The Conscious to do what is right: East African Federation

Hey Everyone,

Well, I've finally decided to start working on an idea I've had for a new TL. After the end of the First World War, the idea of Closer Union in British East Africa was thrown around and attracted a great deal of public attention. Only after a Joint Parliamentary Commission was convened in 1930 and its official findings published in 1931 did the idea of an East African Federation die.

What if this idea of East African Federation did not die in 1931? What if beginning in 1919, a concerted effort by the European settlers to attract immigrants from post-war Europe took shape and convinced the British government to embrace an East African Federation? How would a white minority-run state in East Africa fare in the post-war world?

Here's what I've written so far. Comments and questions welcomed. Thanks!

The Conscious to do what is Right: Britain and the East African Federation, 1919-Present

Introduction-
It is said that some of the best ideas come with the worst of intentions. The East African Federation can be categorized as one of those ideas. At no time between the founding of Britain’s East African colonies in the mid-1880s and the end of the First World War were there not calls, petitions, or rallies in the East African territories aimed at gaining attention and publicity for this cause. These early ideas were always unrealistic because of the German presence in East Africa. After the end of the war, these plans formally seen as unrealistic became realistic to many forward thinking MPs and administrators alike.

Like many ideas spawned in the headwaters of colonial rhetoric and drawing strength from the swamp of racial intolerance, the Closer Union movement put on a public façade of progress.
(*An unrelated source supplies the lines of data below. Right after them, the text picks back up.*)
PR #750, opened 2020-12-08
Fail installing on Python < 3.6.

### LINKED ISSUE #749: Python 3.5 compatibility broken
I'm not sure if this was done on purpose or not, but 5cdd5c4ba5cba5fc41508c2866ebcb37e46c6140 included changes that are not compatible with Python 3.5:

```
builtins.SyntaxError: invalid syntax (client.py, line 53)
```

I believe the comma at the end of `**kwargs` is invalid.

## Code Version
6.4.0

## Expected Behavior
6.4.0 should either work on Python 3.5 or not install on Python 3.5.

## Current Behavior
Trying to use pysaml2 on Python 3.5 errors.

## Possible Solution
* Use `python_requires` in setup.py / setup.cfg to state that pysaml2 does not support Python 3.5.
* Fix the syntax error so Python 3.5 can use pysaml2.

## Steps to Reproduce

Using Python 3.5:

```pycon
>>> from saml2.client import Saml2Client
  File "<stdin>", line 1, in <module>
  File "/Users/clokep/.pyenv/versions/synapse-3.5/lib/python3.5/site-packages/saml2/client.py", line 53
    **kwargs,
            ^
SyntaxError: invalid syntax
```

clokep:
Fixes #749.

This causes pip to show an error message during install on Python 3.5:

> ERROR: Package 'pysaml2' requires a different Python: 3.5.9 not in '~=3.6'

Instead of causing errors during runtime only.

### DIFF
--- a/setup.cfg
+++ b/setup.cfg
@@ -52,6 +52,7 @@ install_requires =
     pytz
     requests >= 1.0.0
     six
+python_requires = ~=3.6
 
 
 [options.packages.find]


richvdh:
:+1:

> This causes pip to show an error message during install on Python 3.5:

more to the point, `pip install pysaml2` will be able to pull a version that *does* work on python3.5 from pypi.

clokep:
Pretty much the same thing was done in b18c5001686c0d867b09e70e3b72e6c86a403d5b.

Issue #54, opened 2023-08-14
Transaction support?


darky:
```sql
BEGIN;

SELECT * from pgmq_send('my_queue', '{"foo": "bar1"}');

ROLLBACK;
```

Will message exists in queue in this case? ☝️

ChuckHend:
This is definitely something we want to support and have well tested though. Thank you for bringing it up @darky!

v0idpwn:
Closing this in favor of #130. If you think additional tests should be made, we can discuss that

PR #130, opened 2023-10-01
Test transactional behaviour

v0idpwn:
We could test more (archive, delete, etc) but I don't know how far we should go since, due to our current implementation just running queries, we are pretty much testing postgres transaction isolation behaviours :)


v0idpwn:
Closes #54

ChuckHend (approved):

Issue #16, opened 2023-08-03
Report which versions of Postgres this works against (has been tested against) in the README


samay-sharma:

v0idpwn:
Closing in favor of #136 and #142

PR #136, opened 2023-10-06
Bump pgrx, postgres 16 support

v0idpwn:


vrmiguel (approved):

vrmiguel:
Needs an update to `pgx-init/action.yml` I imaginie

v0idpwn:
@vrmiguel pgx-init works out of the box (it reads pgrx version from `Cargo.toml`). There's an issue with the Extension Upgrade workflow, though: because the version of pgrx changes between 0.14.x and HEAD, we need to update `cargo-pgrx` as well.

ChuckHend:
closes https://github.com/tembo-io/pgmq/issues/16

It was declared that the founding of an East African Federation would herald a new age of progress in the African territories, that British settler and African citizen alike would reap the benefits. Publicly, it was said that the settler population would work hand in hand with the administration to bring the disenfranchised African population into the political process. Privately, the leaders of the settler communities and their allies in the territorial governments would speak of white minority rule and pushing the African citizens off to the wayside. They would be left to rot in government sponsored ghettos and slums while the settlers would live in high rises, and rake in profits from the vast natural resources of the area.

No one could have foreseen what was to come. European immigration to the East African Federation was heralded, embraced, encouraged, even, by the colonial overlords who did to so to ensure their place in the new order of things. They would ensure future votes 10 years down to the line by encouraging post-war immigration from Central Europe and the Dominions. They would ensure future profits and economic prosperity for their people by securing lucrative mineral extraction contracts from foreign investors, and the expansion of the Kenyan plantation system into the surrounding regions. When the E.A.F. and its leadership followed the South African model and openly broke with the Commonwealth, the nation was transformed from a melting pot of Europe and Africa heralded as the vision for a new tomorrow, into an Apartheid state just as vile, cruel, and self-serving as the South Africans.

We must now, today, live with the repercussions. Though white minority rule has given way to universal enfranchisement and the social, economic, and political inequality of the past has been swept aside, for much of the population inequality still exists. The booming East African economy has benefited some, even helping to line the wallets of its former racist overlords, but many have yet to see a penny’s worth of profit. Political intrigue still racks the national and regional governments. Corruption, vice, graft, all still plague the nation’s politicians and law enforcement agencies. Leaders like Jomo Kenyatta and Julius Nyerere have come and gone, showing their peoples the path to freedom. This path has been a long and hard one.

Even today, their people still walk this path…
 

Sachyriel

Banned
I like it. Will it be a long, revolutionary struggle, or the Gandhi-styled one? East Africa is in the middle of South Africa and India, so I could see influences from both.